O livro de Solomon nasce de uma extensa pesquisa com famílias cujos filhos nasceram apartados da identidade dos pais. Diferenças que se expressam como deficiência, genialidade ou desajustamento social e que escancaram a realidade nua e crua de uma parentalidade em que amor e sofrimento caminham lado a lado. No entanto, há algo em comum a todos que criamos filhos, sejam típicos ou atípicos, próximos ou distantes de nossas identidades: todos buscamos nossa própria identidade, pais e filhos.
Para Solomon, existem duas: as horizontais e as verticais. As identidades horizontais vêm de genes recessivos, mutações aleatórias, influências pré-natais, valores e preferências. Ser gay é uma identidade horizontal, assim como a genialidade, a superdotação ou a deficiência física. Nesse sentido, o excepcional é ubíquo; ser inteiramente típico é o estado raro e solitário. Já as identidades verticais são etnia, linguagem e religião esta última, segundo o autor, moderadamente vertical. A questão é que, embora muitos de nós sintamos orgulho por sermos diferentes de nossos pais, ficamos infinitamente tristes ao ver como nossos filhos são diferentes de nós.

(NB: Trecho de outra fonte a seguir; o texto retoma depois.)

PR #4339, opened 2026-03-10
More repo info telemetry check to support windows repo perf issues

IanMatthewHuff:
More follow up to: https://github.com/microsoft/vscode-copilot-chat/pull/3774

The configuration of certain windows repos is still having perf issues after the change above. With help from a windows dev the most probably issues were seen as:

1. The configuration of virtualfilesystem and sparsecheckout causing issues with calculating diffs:
https://github.com/microsoft/vscode-copilot-chat/pull/4308

2. Enough extensive local commits created (especially with renames) that just calculating the number of diffs in the change slows down vscode with expensive git processes
https://github.com/microsoft/vscode-copilot-chat/pull/4309

For this date our usual thing is to prioritize avoiding nasty perf issues at the expense of possibly dropping some data, so I'm implementing both changes here. I also do believe that in most cases of the commit count check we'd be pushing on too big a diff to log in telemetry in any case possibly. As with the other change we are logging why we don't check telemetry so if we start to not even enough events through we can re-examine.

Unit tests also updated.

For my local testing I did the following tests with a local build:

- [x] Events fired for a standard scenario
- [x] Too old event fires for >30day old diff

Ao reler os doze capítulos (filho, surdos, anões, síndrome de Down, autismo, esquizofrenia, deficiência, prodígios, estupro, crime, transgêneros e pai), percebi que o livro revela a culpa, a vergonha, o luto e a frustração de quem cria sentimentos que muitas vezes se confundem com alegria, solidariedade e esperança. Buscando compreender as raízes de sua própria excepcionalidade como homossexual e disléxico, Solomon iniciou suas pesquisas anos antes da publicação. “Comecei a escrever este livro para perdoar meus pais e terminei-o tornando-me pai. Fui criado com medo de doenças e deficiências, inclinado a desviar os olhos de qualquer pessoa muito diferente embora sempre soubesse que eu mesmo era diferente.” (p. 784)

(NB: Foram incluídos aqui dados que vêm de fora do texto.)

PR #4366, opened 2026-03-11
Change default Anthropic thinking effort to medium

bhavyaus:


copilot-chat-0.40.0.vsix
bryanchen-d, line 1: why do we need to check in the vsix?

PR #4370, opened 2026-03-12
Fix duplicate semantic search results from git worktrees

dzamoshchin:
Fixes microsoft/vscode#295628

When a repo has git worktrees, the `semantic_search` tool returns the same file multiple times - once from the main repo and once from each worktree. This pollutes the context of the LLM, reducing the agent's ability to find relevant code and degrading accuracy.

Relendo Longe da Árvore aos 50 anos, revisitei debates que tinha com meu pai, ele com 46 e eu com 20 sobre educação, sociedade e responsabilidades. Nossas conversas sempre foram profundas; não gostamos do raso. O simples não resolve questões complexas, e nisso somos parecidos, embora diferentes em tantas outras coisas. Curiosos que somos, amamos refletir. Meu filho de 15 anos, se me ouvisse dizer que amo refletir, prontamente perguntaria se sou espelho. Espelho de quem? Talvez de mim mesma, em busca de minhas identidades de filha, mãe e mulher.

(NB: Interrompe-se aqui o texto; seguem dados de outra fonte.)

PR #4381, opened 2026-03-12
Add new rate limiter

itsibitzi:
This implements the multibucket client side rate limiter for blackbird. This is required because we made it so that different RPCs use different quotas (you need to be able to upload very quickly when uploading documents, but we dont want you to be able to request hundreds of new checkpoints per second).

It also brings the sliding timing and N window up to where the reference implementation is. This mainly just clears out a kinda pointless background task and adds a slow start.

This is not my code base so I may have messed up some stuff stylistically, feel free to push commits on top or let me know if there's anything you'd like different.

I did a test of uploading some things and was able to get around 100 document per second.


itsibitzi:

mjbvz:
Awesome! Thanks for handling this. I fixed the merge conflicts and opened a new PR here: #4395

A primeira vez que vi a canoa branca da capa, lembrei-me da pergunta que meus avós me faziam sempre que eu os desafiava com algo difícil, sem resposta simples: “Com quantos paus se faz uma canoa, Paula?” Recordei também os ditos populares perpetuados por nossos antepassados sempre que alguém elogiava uma característica herdada de um dos pais: “Pé de laranja não dá abacaxi!” ou “Filho de peixe, peixinho é!”
Mas, ao contrário, há muitos pés de laranja dando abacaxis no terreno fértil da parentalidade. Precisamos de centenas de milhares de paus para construir essa canoa chamada pessoa, e nem sempre filho de peixe, peixinho é. Logo, a responsabilidade de que falava meu pai, pelo menos vinte anos antes de Solomon publicar sua tese, não recai exclusivamente sobre os pais nem majoritariamente sobre as mães, como ainda é mais comum do que deveria ser. A responsabilidade da produção, e não da reprodução, de pessoas que compõem uma sociedade é minha, sua, do vizinho solteiro e sem filhos, do colega de trabalho. Mas é, sobretudo, do Estado, que deve pensar e atuar em políticas públicas de saúde e educação que caminhem de mãos dadas com mães que carregam sozinhas o peso de fazer florescer o fruto que caiu longe da árvore.